How AI Actually Works:
Why It Has No Memory
You've chatted with ChatGPT, Claude, or Gemini. It feels like they remember your conversation. But what if I told you they have absolutely no memory?
The Illusion of Memory
Open ChatGPT. Ask it something. Ask a follow-up. It responds perfectly, referencing what you said earlier. It feels like a conversation with someone who remembers everything.
But here's the thing: it doesn't remember anything. Not a single word. Every time you hit send, the AI starts completely from scratch. It has no idea what you said 5 seconds ago unless something very clever is happening behind the scenes.
Let me show you exactly what that "something clever" is.

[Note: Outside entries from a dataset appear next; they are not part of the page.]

PR #2889, opened 2023-06-27
Get SD samplers from API

missionfloyd:
Turns the sampler textbox into a dropdown populated with samplers from the API. Default is still DDIM.
image

### DIFF
--- a/extensions/sd_api_pictures/script.py
+++ b/extensions/sd_api_pictures/script.py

The AI is a Stateless Black Box
At its core, a large language model (LLM) like GPT-4 or Claude does one thing: it takes in text and predicts the next word (technically, the next token). That's it. No thinking. No understanding. No memory. Just pattern matching at an incredible scale.

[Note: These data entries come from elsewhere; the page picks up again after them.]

PR #2903, opened 2023-06-27
models/config.yaml: set +landmark, +superhot-8k to 8k length

matatonic:
set +landmark, +superhot-8k to 8k length

landmark could be higher, but practically speaking it's probably too high for most people anyways.
4k might be a better default for most - can we auto-detect this from the model? Seems like something we shouldn't be setting in a config file except as an exceptional override.

### DIFF
--- a/models/config.yaml
+++ b/models/config.yaml
@@ -236,3 +236,7 @@ TheBloke_WizardLM-30B-GPTQ:
 .*orca_mini:
   mode: 'instruct'
   instruction_template: 'Orca Mini'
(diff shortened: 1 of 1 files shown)


oobabooga:
I think that it may be possible to detect it by looking at the `max_position_embeddings` field in config.json. It seems to work.

The problem is that the best way to use superhot is by applying the lora (think that there will be 1000 different loras with long context in 6 months), and the adapter_config.json for superhot doesn't contain this information.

Watch this: text goes in, the model processes it, and tokens come out one at a time. The model receives the entire input at once, then generates one token, adds it to the output, and repeats.
Key insight: The model has no memory. It receives the entire conversation as input and predicts the next token. Every single time.
So How Does It "Remember"?
Here's the trick: every time you send a message, the application (ChatGPT, Claude, etc.) doesn't just send your latest message. It sends the entire conversation history as a JSON array. Every. Single. Time.
The conversation is stored as an array of message objects, each with a role and a content field:
{ "messages": [ { "role": "system", "content": "You are a helpful assistant." }, { "role": "user", "content": "What is the capital of France?" }, { "role": "assistant", "content": "The capital of France is Paris!" }, { "role": "user", "content": "What about Germany?" } ] }
There are three roles:
- systemThe system prompt — a hidden instruction written by the developer that you never see. It defines the AI's personality, rules, and behavior. For example, ChatGPT's system prompt tells it to be helpful and harmless. A customer support bot might have a system prompt like "You are a support agent for Acme Corp. Only answer questions about our products. Be polite." This is the developer's secret control layer, and it's always the very first message in the array.
- userYour messages. What you type in the chat box.
- assistantThe AI's responses. What it generated previously.
Try It Yourself
Here's a simulated chat interface. On the left is what you see — a normal chat. On the right is what's actually happening — the raw JSON array being sent to the API. Click "Send next message" and watch the array grow with every exchange.
No messages yet
Send a message to see the JSON array grow here
The Payload Keeps Growing
Here's where it gets really interesting. Step through these API calls and watch the payload grow. Each call includes everything from all previous calls, plus the new messages.
This is the first API call. Just the system prompt and the user's question.
This is why:
- Long conversations get slower — the model has to process more input every time
- Long conversations cost more — you're paying per token, and the token count keeps growing
- There's a limit — every model has a "context window" (e.g., 128K tokens for GPT-4). When you hit it, older messages get dropped
- Starting a "new chat" resets everything — the AI genuinely forgets because nothing is being passed anymore
The Aha Moment
Every single time you send a message,
the ENTIRE conversation
is sent again from scratch.
The AI has no memory. No state. No continuity. The application creates the illusion of a conversation by replaying the full history every time.
This is the fundamental architecture of every AI chatbot you use today. ChatGPT, Claude, Gemini — they all work this way. The model itself is a stateless function:
f(messages[]) → next_tokenThat's it. A function that takes an array of messages and predicts the next token. The magic is in the scale of the pattern matching, the quality of the training data, and the clever engineering of the applications that wrap around it.
Why Context is "Engineered"
Since the entire conversation is passed to the model every single time, the payload keeps growing. Eventually, the AI hits its context window — the maximum number of tokens (words/pieces of words) it can process in a single request. Once you hit that limit, no more input messages can be passed. The conversation is effectively over.
This is exactly why context is "engineered". Developers don't just blindly dump everything into the messages array — they carefully choose what to include and what to leave out, so the model gets the most relevant information within its token budget.
This is also why RAG (Retrieval-Augmented Generation) architectures exist. Instead of stuffing the entire history or an entire knowledge base into the prompt, RAG systems retrieve only the most relevant pieces of information and inject them into the messages array right before sending. The model gets exactly what it needs — nothing more, nothing less.